Time to close requests
Another question we can ask is how long it takes to repair a pothole. This can tell us about the efficiency of the city in addressing potholes in different neighborhoods.
Many requests are closed in a matter of seconds, probably by an automated system. Requests that are closed in under one hour are likely being closed because they are duplicates or otherwise invalid. Since we are interested in how quickly potholes are being repaired, we will filter out requests that are closed in less than one hour.
# add column for duration in hours
# filter out instances where issue is closed in less than 1 minute
# count mean hours to close per neighborhood
pothole_hours <-
pothole_data |>
mutate(hours = as.double(closed_dt - open_dt, "hours")) |>
filter(hours > 1) |>
filter(!is.na(nbh_name)) |>
group_by(nbh_name) |>
summarise(mean_hours = mean(hours, na.rm = TRUE), ) |>
st_drop_geometry()pothole_hours |> arrange(desc(mean_hours))Here it is as a map.
# merge tables together
neighborhood |>
left_join(pothole_hours, by = "nbh_name") |>
ggplot() +
geom_sf(aes(fill = mean_hours)) +
ggrepel::geom_label_repel(
aes(label = nbh_name, geometry = geometry),
force = 10,
alpha = 0.8,
stat = "sf_coordinates",
size = 2.5,
segment.color = "white"
) +
labs(fill = "Mean hours to close request") +
scale_fill_viridis_c() +
theme_void()
Where the number of potholes per road mile seemed highly concentrated in the city center, the time to close requests is more evenly distributed across neighborhoods. Longwood is the slowest to close requests, with a mean response time of 164 hours, while Fenway and Mission Hill are the fastest, with mean response times of 53 and 52 hours, respectively.
Summary
Potholes count
- Based on raw counts, Dorchester has the most reported potholes (Figure 1). However, it also has the greatest number of road miles (Table 1).
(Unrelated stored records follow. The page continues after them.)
PR #4685, opened 2022-02-04
include directory README

McKnight-42:
### Description

Writing up a README for the include directory giving brief description of each folder or file in top level.

### Checklist


core/dbt/include/README.md
```diff
@@ -1 +1,10 @@
-# Include README
+# Include Module
+
+contains the a few key default `dbt-core` sub directories inlcuding.
+
+- `global_project` which defines the default implementations of jinja2 macros for `dbt-core ` which can be overwritten in each adapter repo to work more in line with those adapter plugins. to view adapter specific jinja2 changes please check the relevant adapter repo.
+
+- `starter_project` which produces the default init project inside the `dbt-core` project after doing the `make dev` command
```
emmyoop, line 7: The `starter_project` is what we use to generate a project from `dbt init`.  I think it's important to point out that cloud does *not* use this.  They use a tag of https://github.com/dbt-labs/dbt-starter-project.

How is `make dev` using this?

core/dbt/include/README.md
```diff
@@ -1 +1,10 @@
...
+
+- A `index.html` file used to generate the docs page after using the `generate docs` command in dbt.
```
emmyoop, line 9: Can we point out that `index.html` is actually built from the [dbt-docs](https://github.com/dbt-labs/dbt-docs) repo?  The `README` over there has details on how it's built.  And then that file is used when `docs generate` is run.

core/dbt/include/README.md
```diff
@@ -1 +1,10 @@
-# Include README
+# Include Module
+
+contains the a few key default `dbt-core` sub directories inlcuding.
+
+- `global_project` which defines the default implementations of jinja2 macros for `dbt-core ` which can be overwritten in each adapter repo to work more in line with those adapter plugins. to view adapter specific jinja2 changes please check the relevant adapter repo.
```
emmyoop, line 5: Probably worth pointing to what you're referring to in at least one of the adapter repos with a note that each adapter is different so someone looking at this at least know where to go look.

core/dbt/include/README.md
gshank: And maybe mention that the index.html is generated by hand prior to a release?

core/dbt/include/README.md
```diff
@@ -1 +1,10 @@
-# Include README
+# Include Module
+
+contains the a few key default `dbt-core` sub directories inlcuding.
```
emmyoop, line 3: There's a few typos here to fix.

core/dbt/include/README.md
McKnight-42: That's a good point will look for a macro that seems to be different from default in at least most of the adapters so it provides a varied look over.

core/dbt/include/README.md
McKnight-42: I might need a bit more context for that @gshank I haven't had to deal with the dbt-docs so to what degree to we have to regenerate the project? prior to release not sure if we have a write up on that anywhere.

gshank: Jeremy usually generated the file, but Emily did it last time. The file is created from the dbt-docs repo and copied here.

McKnight-42: ah, okay interesting, now i'm curious to why we have to do it each release? is it just in case any name or ui changes we make?

emmyoop: @gerda is it not generated only when `dbt-docs` changes?  It just needs to be done prior to a release when changes occur since the file gets committed to `dbt-core`.

gshank: We have sometimes changed attributes in core that dbt-docs depends on. So it needs to be generated for each release, to check that it works.

McKnight-42: ah that's intriguing, will highlight that and try to have a new version up today.

jtcohen6: To clarify this point: `dbt-docs` depends on `manifest.json` + `catalog.json`, which are contracted/versioned. If the schema of those artifacts changes (in new minor versions), we always want to test that `index.html` still works / is compatible. We only need to regenerate `index.html` if we've made changes to the `dbt-docs` source code (for compatibility with the new artifact schemas, to fix an unrelated bug, etc).

core/dbt/include/README.md
```diff
@@ -1 +1,15 @@
...
+
+## `global_project`
+Defines the default implementations of jinja2 macros for `dbt-core ` which can be overwritten in each adapter repo to work more in line with those adapter plugins. to view adapter specific jinja2 changes please check the relevant adapter repos [`adapter.sql` ](https://github.com/dbt-labs/dbt-bigquery/blob/main/dbt/include/bigquery/macros/adapters.sql) file in the `include` directory or in the [`impl.py`](https://github.com/dbt-labs/dbt-bigquery/blob/main/dbt/adapters/bigquery/impl.py) file for some ex. bigquery (truncate_relation).
+
+## `starter_project`
+Produces the default  project after running the `dbt init` command for CLI. `dbt-cloud` initializes the project by using [dbt-starter-project](https://github.com/dbt-labs/dbt-starter-project).
+
+
+# Files
+ - `index.html` a file built uising [dbt-docs](https://github.com/dbt-labs/dbt-docs) prior to new releases and replaced in the `dbt-core` directory; is used to generate the docs page after using the `generate docs` command in dbt.
```
emmyoop, line 15:
```suggestion
 - `index.html` a file built using [dbt-docs](https://github.com/dbt-labs/dbt-docs) prior to new releases and replaced in the `dbt-core` directory; is used to generate the docs page after using the `generate docs` command in dbt.
```

core/dbt/include/README.md
```diff
@@ -1 +1,15 @@
-# Include README
+# Include Module
+
+The Include module is reponsible for housing default macro definitions, starter project scaffold, and the html file used to generate the docs page.
+
+# Directories
+
+## `global_project`
+Defines the default implementations of jinja2 macros for `dbt-core ` which can be overwritten in each adapter repo to work more in line with those adapter plugins. to view adapter specific jinja2 changes please check the relevant adapter repos [`adapter.sql` ](https://github.com/dbt-labs/dbt-bigquery/blob/main/dbt/include/bigquery/macros/adapters.sql) file in the `include` directory or in the [`impl.py`](https://github.com/dbt-labs/dbt-bigquery/blob/main/dbt/adapters/bigquery/impl.py) file for some ex. bigquery (truncate_relation).
```
emmyoop, line 8:
```suggestion
Defines the default implementations of jinja2 macros for `dbt-core` which can be overwritten in each adapter repo to work more in line with those adapter plugins. To view adapter specific jinja2 changes please check the relevant adapter repo [`adapter.sql`](https://github.com/dbt-labs/dbt-bigquery/blob/main/dbt/include/bigquery/macros/adapters.sql) file in the `include` directory or the [`impl.py`](https://github.com/dbt-labs/dbt-bigquery/blob/main/dbt/adapters/bigquery/impl.py) file for some ex. BigQuery (truncate_relation).
```

core/dbt/include/README.md
```diff
@@ -1 +1,15 @@
...
+
+## `starter_project`
+Produces the default  project after running the `dbt init` command for CLI. `dbt-cloud` initializes the project by using [dbt-starter-project](https://github.com/dbt-labs/dbt-starter-project).
```
emmyoop, line 11:
```suggestion
Produces the default project after running the `dbt init` command for the CLI. `dbt-cloud` initializes the project by using [dbt-starter-project](https://github.com/dbt-labs/dbt-starter-project).
```

core/dbt/include/README.md
```diff
@@ -1 +1,15 @@
...
+
+
+# Files
+ - `index.html` a file built using [dbt-docs](https://github.com/dbt-labs/dbt-docs) prior to new releases and replaced in the `dbt-core` directory; is used to generate the docs page after using the `generate docs` command in dbt.
```
emmyoop, line 15:
```suggestion
 - `index.html` is a file generated from [dbt-docs](https://github.com/dbt-labs/dbt-docs) prior to new releases and replaced in the `dbt-core` directory.  It is used to generate the docs page after using the `generate docs` command in dbt.
```

emmyoop (changes requested):
A few tiny edits and then you'll need to generate a changelog entry with changie before merging in.

.changes/unreleased/Docs-20220328-094152.yaml
```diff
@@ -0,0 +1,7 @@
+kind: Docs
```
emmyoop, line 1: @jtcohen6 do we want `Docs` to just be documentation changes generally or strictly for `dbt-docs` changes?  

Apart from this PR - it might be worth updating the changie README with more details on each change type (ie, be sure to add details of what will break on a breaking change).

jtcohen6: just my opinions:
- original intent with `Docs` was "strictly for dbt-docs changes"
- generally I think a change like this can be `Skip changelog` — README, reflected in GitHub only, no real change to the functionality of installed `dbt-core`

emmyoop: I was going for a changelog entry for all the things!  But it makes sense that this is a good candidate for `Skip Changelog`.  @McKnight-42 can you make that happen?

emmyoop (approved):
Looks good!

- When we normalize by miles of road, we find the greatest number of potholes per mile of road are found in Back Bay, followed by Downtown, South End, and Beacon Hill (Table 3).
Time to close requests
- The time to close requests ranges from 52 to 164 hours, with Longwood being the slowest and Fenway and Mission Hill being the fastest (Table 4).
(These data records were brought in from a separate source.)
PR #4689, opened 2022-02-05
Feature/dbt deps tarball

### LINKED ISSUE #4205: [Feature] add new dbt.deps type: url to internally hosted tarball
* [x]  I have searched the existing issues

#### Summary

From experience with dbt at a large org, there is no great way to distribute internal (non-public) dbt modules. The only currently supported solution is leveraging GitPackages + shipping ssh credentials to wherever `dbt deps` would be run. A new second option for a private module source, is suggested below, which relies on direct tarball links, and that is unpinned only. The implication is creating a source type that does not leverage all the pinned/unpinned internals, but the trade off is reasonable to grant users a clean direct install source for private packages that is not git. 

#### Full Description
dbt deps currently supports package installation from 3 options
- LocalPackage: install via [simlink](https://github.com/dbt-labs/dbt-core/blob/40ae6b6bc860a30fa383756b7cdb63709ce829a8/core/dbt/deps/local.py#L47). Audience: developers with local copy of dbt module to install. 
- GitPackage: install via [git checkout](https://github.com/dbt-labs/dbt-core/blob/40ae6b6bc860a30fa383756b7cdb63709ce829a8/core/dbt/deps/git.py#L113). Audience: end users, and production systems, with modules that can be posted publicly. Also supports private modules for end users/production systems with appropriate git credentials. 
- RegistryPackage: install via [tarball download and untar to modules destination](https://github.com/dbt-labs/dbt-core/blob/40ae6b6bc860a30fa383756b7cdb63709ce829a8/core/dbt/deps/registry.py#L61) from `https://hub.getdbt.com/`. Implemented via dedicated [client](https://github.com/dbt-labs/dbt-core/blob/main/core/dbt/clients/registry.py) due to API interactions with the Registry. Audience: end users, production systems, with modules that can be posted publicly. Great for beginners and power users alike. 

##### Whats missing? 
- Non-public modules hosted outside of GitHub. GitPackages, in production, require bundling the production systems with git credentials. 
- Wouldn't it be nice to be able to directly link to tarballs hosted on artifactory like services? That way there is no need to pass around a GitHub ssh key in production systems. 
- Wouldn't it be nice to be able to directly link to tarballs hosted on internal GCS/S3/Blob storage, instead of hitting git for installs?

##### Solution?
- Allow option to link to a tarball url. This allows for orgs to permission the tarball in a very granular way (either hosted on Artifactory like service, or cloud storage), instead the more broad git + ssh solution for non-public modules.
```
# example packages.yml
packages:
  - tarball: https://codeload.github.com/dbt-labs/dbt-utils/tar.gz/0.6.6
    # public package referenced here as example
    sha1: 549db5560efccbadc7ec7834c03cf13579199a66
    # optional. if specified, downloaded tar much match for install to proceed.
    subdirectory: dbt-utils-0.6.6
    # optional. same behavior as subdirectory arg with git packages
  ```

###### Why git is a poor solution/why a second option for private modules would benefit end users
 - Git is not brilliant at scoping access via ssh credentials.
 - From a security standpoint, bundling the git credentials on production systems is really really really really bad security practice. Yes one could dynamically load them in, no this is not a simple solution to orchestrate. 
 - For companies with enterprise GitHub setups, extra git clones on all CI/CD builds, is waste of finite resources. 
 - Larger companies already have Artifactory like services set up, being able to direct reference tarballs on these internal platforms a) solves all scoping issues without need to pass around an ssh key b) leverages caching on the Artifactory like services for free. 
 - Outside of using Artifactory like services as source, one could imagine instead a tarball hosted on S3/GCS,  where permissioning access is much easier via cloud IAM config. Easy to see where a setup like this would be preferable to handling access right through git ssh keys. 

### How I got here:
From experience with dbt at a large org, there is no great way to distribute internal (non-public) dbt modules. Gatekeeping for non-public repos relies on git credentials. But this is poor security practice (and not supported by our CI/CD infra, for good reason). Simply put, those reliant on exiting infra for managing builds may not have the luxury of issuing arbitrary git clone commands to external repos (as dbt deps does for GitPackage sources). 

- Currently, I bundle internal packages as part of our core dbt install image. All installs are then handled by doing `LocalPackage` symlinks to the packages on the core dbt image (along with some docker magic). It's working, but it's a hack, and being able to do straight install from a url would make me so much happier. 
 - Creating an internal alternative to `https://hub.getdbt.com/`. Redirect to internal service by leveraging ['DBT_PACKAGE_HUB_URL`](https://github.com/dbt-labs/dbt-core/blob/40ae6b6bc860a30fa383756b7cdb63709ce829a8/core/dbt/clients/registry.py#L9). Emulate current hub.getdbt.com API behavior in new internal only service, json object returned by API for a given package has a clear tarball source link. This would be a complicated way to do the same process as suggested here. Self hosted hub service remains an option for power users, but complex solution to simple problem to say the least. 
 - Submodules. Not bad, but very manual. Does not easily scale for multiple teams creating and providing packages for install. 
 
### Who will this benefit?
Any user looking to run `dbt deps` for internally hosted modules that wishes to not host the packages on git (or is not permitted). 

[Yes, PR in progress here](https://github.com/dbt-labs/dbt-core/pull/4220)

Sketch of planned work:
1) Add TarballPackage data class to [project.py](https://github.com/dbt-labs/dbt-core/blob/main/core/dbt/contracts/project.py). No plan to support pinned/unpinned since handling versioning is all but impossible given an arbitrary link to a tarball. Dataclass would look much like existing `LocalPackage`.
2) Add dbt.deps remoteTarball, TarballUnpinnedPackage as only class. Would look much like [local](https://github.com/dbt-labs/dbt-core/blob/main/core/dbt/deps/local.py#L47) in structure, but recycle most of `registry` [install design pattern](https://github.com/dbt-labs/dbt-core/blob/40ae6b6bc860a30fa383756b7cdb63709ce829a8/core/dbt/deps/registry.py#L68)
3) dbt.deps.resolver updated to support new `url` type, which maps newly created dbt.deps.tarball remoteTarball. 
4) [unit tests added](https://github.com/dbt-labs/dbt-core/blob/79aa13630125abbdbc9abb482399267f62a1d91e/test/unit/test_deps.py)

### Anything else?
First time dbt contributor, long time day to day dbt user. Looking forward to packaging this up and making my first contribution!

### PR DESCRIPTION
**Pull request by timle2**
resolves #4205

add new dbt.deps type: url to internally hosted tarball #420

Continued from
https://github.com/dbt-labs/dbt-core/pull/4220

*Revision 3 added Nov 6 2022*

Proposed solution for feature request [4205](https://github.com/dbt-labs/dbt-core/issues/4205)

### Description

Enable direct linking to tarball urls in `packages.yml`, for example:
```
# manufactured test, since you'd want to use hub to install these 
# public tarball used here as example only! 
# this would usually be a tarball hosted  on an internal network
packages:
  - tarball: https://codeload.github.com/dbt-labs/dbt-utils/tar.gz/0.6.5
    name: 'dbt_utils_065'

```
image
image

Rational:
- dbt projects being self hosted on larger enterprise environments often don't have a connection to the internet (dbt hubs won't work).
- dbt users on larger enterprise environments like to build internal private packages for non-public use (help out other dbt users in company with specific functionality)
-  git package install is not a good option at scale for larger enterprise environments
- internal file hosting service (such as internal artifactory service or internal cloud storage buckets) can be easily configured to host packages for install during deployment, so lets give dbt users a way to install from a direct tar file link

Sketching out doc changes here: 
https://github.com/timle2/docs.getdbt.com/blob/dbt-docs-tarball-package-updates/website/docs/docs/building-a-dbt-project/package-management.md#tar-files

### Checklist

- [x] I have [opened an issue to add/update docs](https://github.com/dbt-labs/docs.getdbt.com/issues/new/choose)~, or docs changes are not required/relevant for this PR~
    - https://github.com/dbt-labs/docs.getdbt.com/issues/2474

### CODE REVIEW

**Comment by timle2** [comment]
TODO: https://github.com/dbt-labs/dbt-core/pull/4220#discussion_r793784822

> We've updated how to we log to use the Events modules. You'll need to create a new log event for this, and everywhere else you log, and use `fire_event` to kick off writing the log. We have a [`README`](https://github.com/dbt-labs/dbt-core/blob/main/core/dbt/events/README.md) with some good info on our logging system.

**Comment by timle2** [comment]
TODO
https://github.com/dbt-labs/dbt-core/pull/4220#discussion_r793801205
> As a standard we don't use `assert` in our code other than for tests. They shadow the actual exceptions and throw an `AssertionError` instead. Please rewrite the assert statements to catch relevant exceptions (create new ones if needed!).
> 
> In this specific case, I do like the use `is_tarfile` to check the file! Can you think of a reason it would be worth retrying the download if the file is not a valid tarfile?

**Comment by emmyoop** [comment]
@cla-bot check

**Comment by emmyoop** [comment]
@timle2 thanks for opening up the PR with your new username!  I've double checked and you did indeed sign the CLA.  We have your username listed in the correct format.  Looks like you may need to configure with your email to get our bot to process it.

> Thank you for your pull request and welcome to our community. We could not parse the GitHub identity of the following contributors: **Tim Leonard**. This is most likely caused by a git client misconfiguration; please make sure to:
> 
> 1. check if your git client is configured with an email to sign commits `git config --list | grep email`
> 2. If not, set it up using `git config --global user.email email@example.com`
> 3. Make sure that the git commit email is configured in your GitHub account settings, see https://github.com/settings/emails

**Comment by timle2** [comment]
> TODO: [#4220 (comment)](https://github.com/dbt-labs/dbt-core/pull/4220#discussion_r793784822)
> 
> > We've updated how to we log to use the Events modules. You'll need to create a new log event for this, and everywhere else you log, and use `fire_event` to kick off writing the log. We have a [`README`](https://github.com/dbt-labs/dbt-core/blob/main/core/dbt/events/README.md) with some good info on our logging system.

✅ Switched all the logging over to the Events / fire_event. 

> TODO [#4220 (comment)](https://github.com/dbt-labs/dbt-core/pull/4220#discussion_r793801205)
> 
> > As a standard we don't use `assert` in our code other than for tests. They shadow the actual exceptions and throw an `AssertionError` instead. Please rewrite the assert statements to catch relevant exceptions (create new ones if needed!).
> > In this specific case, I do like the use `is_tarfile` to check the file! Can you think of a reason it would be worth retrying the download if the file is not a valid tarfile?

✅ Moved over to properly defined exceptions. For the most part leveraging dbt.exceptions.DependencyException. 

`Can you think of a reason it would be worth retrying the download if the file is not a valid tarfile?` No I think straight failure without retry makes the most sense. In almost all cases the user would want to know that the tarfile is invalid, with `dbt deps` failing, as opposed to hitting the server multiple times to confirm. A transmission error could result in a corrupted tar file, however this is such an edge case I'm not sure it's worth guarding against.

**Comment by emmyoop** [comment]
> `Can you think of a reason it would be worth retrying the download if the file is not a valid tarfile?` No I think straight failure without retry makes the most sense. In almost all cases the user would want to know that the tarfile is invalid, with `dbt deps` failing, as opposed to hitting the server multiple times to confirm. A transmission error could result in a corrupted tar file, however this is such an edge case I'm not sure it's worth guarding against.

I agree that this is rare, but it does happen.  The user will still find out the tar file is invalid if that is indeed the issue and not a transmission error we could recover from.  This will be rare but worth protecting against.  In dbt Cloud deps are installed every time a job runs so we want to ensure if there is a transmission error we can recover from with a simple retry, we do so as not to fail an entire job.

Unrelated: You'll want to pull in the latest on the main branch as we've added some auto formatting/checking and that is why you have a failing test.  You can read more about it [here](https://github.com/dbt-labs/dbt-core/blob/main/CONTRIBUTING.md#pre-commit).

File: core/dbt/events/types.py [hunk 1]
```diff
@@ -2384,6 +2384,30 @@ def message(self) -> str:
         return "Internal event buffer full. Earliest events will be dropped (FIFO)."
 
 
+@dataclass
+class Sha1ChecksumPasses(DebugLevel):
+    code: str = "Z049"
```
emmyoop, line 2389: Love that you added some log lines!  Let's label these as type 'M' instead of 'Z' since it's related to deps generation.

timle2: thanks for the direction here, made both of these changes

core/dbt/events/types.py
```diff
@@ -2384,6 +2384,30 @@ def message(self) -> str:
...
+
+    def message(self) -> str:
+        return f'sha1 checksum passes ({self.sha1})'
+
+
+@dataclass
+class UntarProjectRoot(DebugLevel):
+    subdirectory: str
+    tar_dir_name: str
+    code: str = "Z050"
```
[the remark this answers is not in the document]
timle2: thanks for the direction here, made these changes

core/dbt/deps/tarball.py
```diff
@@ -0,0 +1,238 @@
...
+        super().__init__(tarball)
+        self.sha1 = sha1
+        self.subdirectory = subdirectory
+        # self.tarfile_bin = self.get_tarfile()
+        self.get_tarfile()
+        ''' init tarfile in class, and use tarfile as cache.
+            This simplifies tempfile handling, and prevents multiple hits to
+              url, since we need the file for two seperate operations. One
+              for metadata fetch (in style of other packages) and once for
+              for install for install. '''
```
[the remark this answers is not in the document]
timle2: I've removed caching the tarfile as part of the TarballPinnedPackage, and now the url is hit twice (once to get metadata about the package, and a second time to download the package). It's only a minor changes to code, but if you think that's the right tradeoff, then no problem for me. 

For the more complex topic of reusing registry or git package code - 
I've spent quite a lot of time trying to recycle the registry code, prior to coming to the current solution. However there are some fundamental differences in how this is handled vs registry. Registry has all the lovely json metadata that coordinates the tar download, and naming (as well as enforcing tar file structure, and not allowing subdirectories. Nothing to recycle from registry client, since it's all loading and parsing the json. And the registry install is super simple, since registry api/json handles any unknowns. File source structure and destination name are taken care of, and there is no concept of package subdirectory.
Git provides a good 'cousin' example, in that it allows for subdirectories, and has no metadata source like registry. I've recycled the subdirectory scanning from the git code. However git uses clone and copy for the download and install, so none of the install routine can be copied here. 

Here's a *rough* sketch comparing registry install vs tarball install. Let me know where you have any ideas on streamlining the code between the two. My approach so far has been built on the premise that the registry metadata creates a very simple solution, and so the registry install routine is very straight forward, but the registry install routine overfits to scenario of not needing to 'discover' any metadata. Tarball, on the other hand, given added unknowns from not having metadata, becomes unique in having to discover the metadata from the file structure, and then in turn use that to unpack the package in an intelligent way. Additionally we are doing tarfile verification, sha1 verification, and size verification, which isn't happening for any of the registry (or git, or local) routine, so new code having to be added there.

- There is a bit of a cluster of slow response times in the center of the city, but the distribution is more even than the potholes per mile of road (Figure 3). Fenway is a bit of an outlier, since it is near the city center but has fast response times.
Next steps
With more time, it would be interesting to assess how response time relates to the demographics of each neighborhood (e.g., income, percent white).
It would also be interesting to try to determine if there is a systematic bias in reporting. For example, maybe more potholes are reported in wealthy neighborhoods because residents are more likely to report issues, not because there actually are more potholes.
Finally, it would be interesting to look at the distribution of potholes and response times over time. For example, are there more potholes in the winter? Are response times longer in the summer when there are more requests?